PR #15, opened 2021-01-11
Use bitflags::contains to check for equivalence

MarijnS95:
Seeing a combination of `==`, `!=`, `is_empty()` and comparison against `::empty()` which can all be replaced with simple calls to `.contains`.  This function checks if _all_ bitflags in the RHS are contained in LHS (as opposed to `.intersects` which only checks if there is any flag in common).

At the same time simplify `memory_types` usage by creating a correctly sized slice once. This should probably also be used in `find_memorytype_index`.

### DIFF
--- a/src/lib.rs
+++ b/src/lib.rs
@@ -371,12 +371,14 @@ impl MemoryType {
             AllocationType::NonLinear
         };
 
-        let memblock_size =
-            if !(self.memory_properties & vk::MemoryPropertyFlags::HOST_VISIBLE).is_empty() {
-                DEFAULT_HOST_MEMBLOCK_SIZE
-            } else {
-                DEFAULT_DEVICE_MEMBLOCK_SIZE
-            };
+        let memblock_size = if self
+            .memory_properties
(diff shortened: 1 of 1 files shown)


src/lib.rs
```diff
@@ -631,39 +635,34 @@ impl VulkanAllocator {
...
-        for i in 0..mem_props.memory_type_count {
-            let flags = mem_props.memory_types[i as usize].property_flags;
-
-            if (flags & vk::MemoryPropertyFlags::HOST_VISIBLE) != vk::MemoryPropertyFlags::empty()
-                && (flags & vk::MemoryPropertyFlags::HOST_COHERENT)
-                    == vk::MemoryPropertyFlags::empty()
-            {
-                log!(Level::Warn, "There is a memory type that is host visible, but not host coherent. It's time to upgrade our memory allocator to take advantage of this type of memory :)");
-            }
+        let host_visible_not_coherent = memory_types.iter().any(|t| {
```
DBouma, line 642: TIL; `.any` in iterators, nice!

DBouma (approved):

PR #16, opened 2021-03-08
Move find_memorytype_index into VulkanAllocator

MarijnS95:
`memory_types` are already stored with the right length in there, no need to keep track of `vk::PhysicalDeviceMemoryProperties` or repeatedly restrict the size of `memory_prop.memory_types`.

---

Apparently I still had this commit pushed but unsubmitted as PR :grimacing:

### DIFF
--- a/src/lib.rs
+++ b/src/lib.rs
@@ -570,25 +570,9 @@ impl MemoryType {
     }
 }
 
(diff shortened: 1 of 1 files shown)


max-traverse (approved):
Looks like a good change!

■ ■ ■

Required action |
This task calls for every entry above to be transcribed exactly.

Written answer |
PR #15, opened 2021-01-11
Use bitflags::contains to check for equivalence

MarijnS95:
Seeing a combination of `==`, `!=`, `is_empty()` and comparison against `::empty()` which can all be replaced with simple calls to `.contains`.  This function checks if _all_ bitflags in the RHS are contained in LHS (as opposed to `.intersects` which only checks if there is any flag in common).

At the same time simplify `memory_types` usage by creating a correctly sized slice once. This should probably also be used in `find_memorytype_index`.

### DIFF
--- a/src/lib.rs
+++ b/src/lib.rs
@@ -371,12 +371,14 @@ impl MemoryType {
             AllocationType::NonLinear
         };
 
-        let memblock_size =
-            if !(self.memory_properties & vk::MemoryPropertyFlags::HOST_VISIBLE).is_empty() {
-                DEFAULT_HOST_MEMBLOCK_SIZE
-            } else {
-                DEFAULT_DEVICE_MEMBLOCK_SIZE
-            };
+        let memblock_size = if self
+            .memory_properties
(diff shortened: 1 of 1 files shown)


src/lib.rs
```diff
@@ -631,39 +635,34 @@ impl VulkanAllocator {
...
-        for i in 0..mem_props.memory_type_count {
-            let flags = mem_props.memory_types[i as usize].property_flags;
-
-            if (flags & vk::MemoryPropertyFlags::HOST_VISIBLE) != vk::MemoryPropertyFlags::empty()
-                && (flags & vk::MemoryPropertyFlags::HOST_COHERENT)
-                    == vk::MemoryPropertyFlags::empty()
-            {
-                log!(Level::Warn, "There is a memory type that is host visible, but not host coherent. It's time to upgrade our memory allocator to take advantage of this type of memory :)");
-            }
+        let host_visible_not_coherent = memory_types.iter().any(|t| {
```
DBouma, line 642: TIL; `.any` in iterators, nice!

DBouma (approved):

PR #16, opened 2021-03-08
Move find_memorytype_index into VulkanAllocator

MarijnS95:
`memory_types` are already stored with the right length in there, no need to keep track of `vk::PhysicalDeviceMemoryProperties` or repeatedly restrict the size of `memory_prop.memory_types`.

---

Apparently I still had this commit pushed but unsubmitted as PR :grimacing:

### DIFF
--- a/src/lib.rs
+++ b/src/lib.rs
@@ -570,25 +570,9 @@ impl MemoryType {
     }
 }
 
(diff shortened: 1 of 1 files shown)


max-traverse (approved):
Looks like a good change!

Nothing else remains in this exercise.